Instructions to follow — Scan the material below and report how many lines include the string "which"; nothing else belongs in the reply.

Supplied information —
PR #3870, opened 2022-01-12
Adding a sparseadam optimizer file

DirkFi:


python/nano/src/bigdl/nano/tf/optimizers/sparse_adam.py
```diff
@@ -0,0 +1,204 @@
+"""SparseAdam optimizer implementation."""
+
```
yangw1234, line 2: add license

python/nano/src/bigdl/nano/tf/optimizers/sparse_adam.py
```diff
@@ -0,0 +1,204 @@
...
+import tensorflow.compat.v2 as tf
+from keras import backend_config
+from keras.optimizer_v2 import optimizer_v2
+from tensorflow.python.util.tf_export import keras_export
+import tensorflow
+
+
+class SparseAdam(tensorflow.keras.optimizers.Adam):
+    r"""Optimizer that implements the SparseAdam algorithm.
```
yangw1234, line 11: let's briefly describe the algorithm here and use the comment format similar to other python in bigdl

python/nano/src/bigdl/nano/tf/optimizers/sparse_adam.py
```diff
@@ -0,0 +1,204 @@
...
+
+  Args:
```
yangw1234, line 13: Let's use the format consistent with other files. See https://github.com/intel-analytics/BigDL/blob/branch-2.0/python/nano/src/bigdl/nano/tf/keras/layers/embeddings.py#L38

python/nano/src/bigdl/nano/tf/optimizers/sparse_adam.py
```diff
@@ -0,0 +1,204 @@
...
+        config = super(SparseAdam, self).get_config()
+        config.update({
+            'learning_rate': self._serialize_hyperparameter('learning_rate'),
+            'decay': self._initial_decay,
+            'beta_1': self._serialize_hyperparameter('beta_1'),
+            'beta_2': self._serialize_hyperparameter('beta_2'),
+            'epsilon': self.epsilon,
+            'amsgrad': self.amsgrad,
+        })
+        return config
```
yangw1234, line 204: you need to add a empty line here

yangw1234:
unit tests should be added

DirkFi:
OK

python/nano/src/bigdl/nano/tf/optimizers/sparse_adam.py
```diff
@@ -0,0 +1,134 @@
...
+    def __init__(self,
+                 learning_rate=0.001,
+                 beta_1=0.9,
+                 beta_2=0.999,
+                 epsilon=1e-7,
+                 amsgrad=False,
+                 name='SparseAdam',
+                 **kwargs):
+        '''
+        This is a slightly modified version of tf.keras.Embedding,
```
yangw1234, line 50: This is not correct, right? This is not a `Embedding`

python/nano/src/bigdl/nano/tf/optimizers/test_optimizers.py
```diff
@@ -0,0 +1,41 @@
...
+    test_array = tf.nn.embedding_lookup(input_array, ids)
+    print(test_array)
+    with tf.GradientTape() as tape:
+        output = model(test_array)
+        labels = tf.zeros_like(output)
+        loss_value = model.compiled_loss(output, labels, regularization_losses=model.losses)
+        grads = tape.gradient(loss_value, model.trainable_variables)
+        for grad in grads:
+            print("grad:", grad)
+            assert isinstance(grad, tf.IndexedSlices)
```
yangw1234, line 41: This test does not check the `SparseAdam` you implemented. This assertion only checks if the grad is sparse. You should check after training one iteration if only some of the slots changed in the embedding.

python/nano/src/bigdl/nano/tf/optimizers/test_optimizers.py
```diff
@@ -0,0 +1,41 @@
...
+    from bigdl.nano.tf.keras import Sequential
+    import tensorflow as tf
+    model = Sequential()
+    model.add(Embedding(1000, 64, input_length=10, regularizer=tf.keras.regularizers.L2()))
+    sparse_optim = SparseAdam()
+    model.compile(sparse_optim, 'mse')
+    input_array = np.random.randint(1000, size=(32, 10))
+
+    ids = tf.constant([0, 10, 20, 30])
+    test_array = tf.nn.embedding_lookup(input_array, ids)
```
yangw1234, line 32: the output of the `Embedding` layer is already the result of a lookup, I do not think you should look up again.
see the documentation of https://www.tensorflow.org/api_docs/python/tf/keras/layers/Embedding

python/nano/src/bigdl/nano/tf/optimizers/test_optimizers.py
```diff
@@ -0,0 +1,41 @@
...
+def test_optimizer_sparseadam():
+
+    from bigdl.nano.tf.keras.layers import Embedding
+    from bigdl.nano.tf.keras import Sequential
+    import tensorflow as tf
+    model = Sequential()
+    model.add(Embedding(1000, 64, input_length=10, regularizer=tf.keras.regularizers.L2()))
+    sparse_optim = SparseAdam()
+    model.compile(sparse_optim, 'mse')
+    input_array = np.random.randint(1000, size=(32, 10))
```
yangw1234, line 29: I recommend you explicitly construct the input array. Let's the input length is 5, and  batch_size is 2. You can construct  you input as the following
```
np.array([[0, 1, 2, 3, 4], [5, 6, 7, 8, 9]])
```
then after training one batch, only the first 10 rows of the embedding matrix should be changed.

You can use `train_on_batch` (see https://www.tensorflow.org/api_docs/python/tf/keras/Model#train_on_batch) to train one batch.
You can use `get_weights` (see https://www.tensorflow.org/api_docs/python/tf/keras/layers/Layer#get_weights) before and after `train_on_batch` and compare the results to see if the weights change as expected.

DirkFi: Alright. I' try it.

python/nano/src/bigdl/nano/tf/optimizers/sparse_adam.py
```diff
@@ -0,0 +1,134 @@
...
+                 learning_rate=0.001,
+                 beta_1=0.9,
+                 beta_2=0.999,
+                 epsilon=1e-7,
+                 amsgrad=False,
+                 name='SparseAdam',
+                 **kwargs):
+        '''
+        This is a slightly modified version of tf.keras.optimizers.Adam,
+        which only apply resource_apply_sparse to the output of the embedding
```
yangw1234, line 51: "which only update moving-average accumulators for sparse variable indices that appear in the current batch"

python/nano/src/bigdl/nano/tf/optimizers/test_optimizers.py
```diff
@@ -0,0 +1,40 @@
+# Copyright 2016 The BigDL Authors.
```
yangw1234, line 1: you should add test file to the test directory.
see https://github.com/intel-analytics/BigDL/tree/branch-2.0/python/nano/test/tf/keras

python/nano/src/bigdl/nano/tf/optimizers/sparse_adam.py
```diff
@@ -0,0 +1,134 @@
...
+
+        with tf.name_scope("update_sparse_mt"):
+            m = self.get_slot(var, 'm')
+            m_scaled_g_values = grad * coefficients['one_minus_beta_1_t']
+            m_sparse = tf.gather(m, indices=indices)
+
+            m_sparse_scaled = m_sparse * (coefficients['beta_1_t'] - 1)
+
+            m_t = self._resource_scatter_add(m, indices, m_scaled_g_values + m_sparse_scaled)
+            m_t_sparse = m_sparse * coefficients['beta_1_t'] + m_sparse_scaled
```
yangw1234, line 101: there is a bug here.

This line should be 
```python
m_t_sparse = m_sparse * coefficients['beta_1_t'] + m_scaled_g_values
```

DirkFi:
PR validation is here [http://10.112.231.51:18888/view/BigDL-2.0-PR/job/ZOO-PR-NanoTests/197/](#197). And this validation is still running though.

DirkFi:
The newest update with PR validation is [here#206](http://10.112.231.51:18888/view/BigDL-2.0-PR/job/ZOO-PR-NanoTests/206/).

Solution below — 2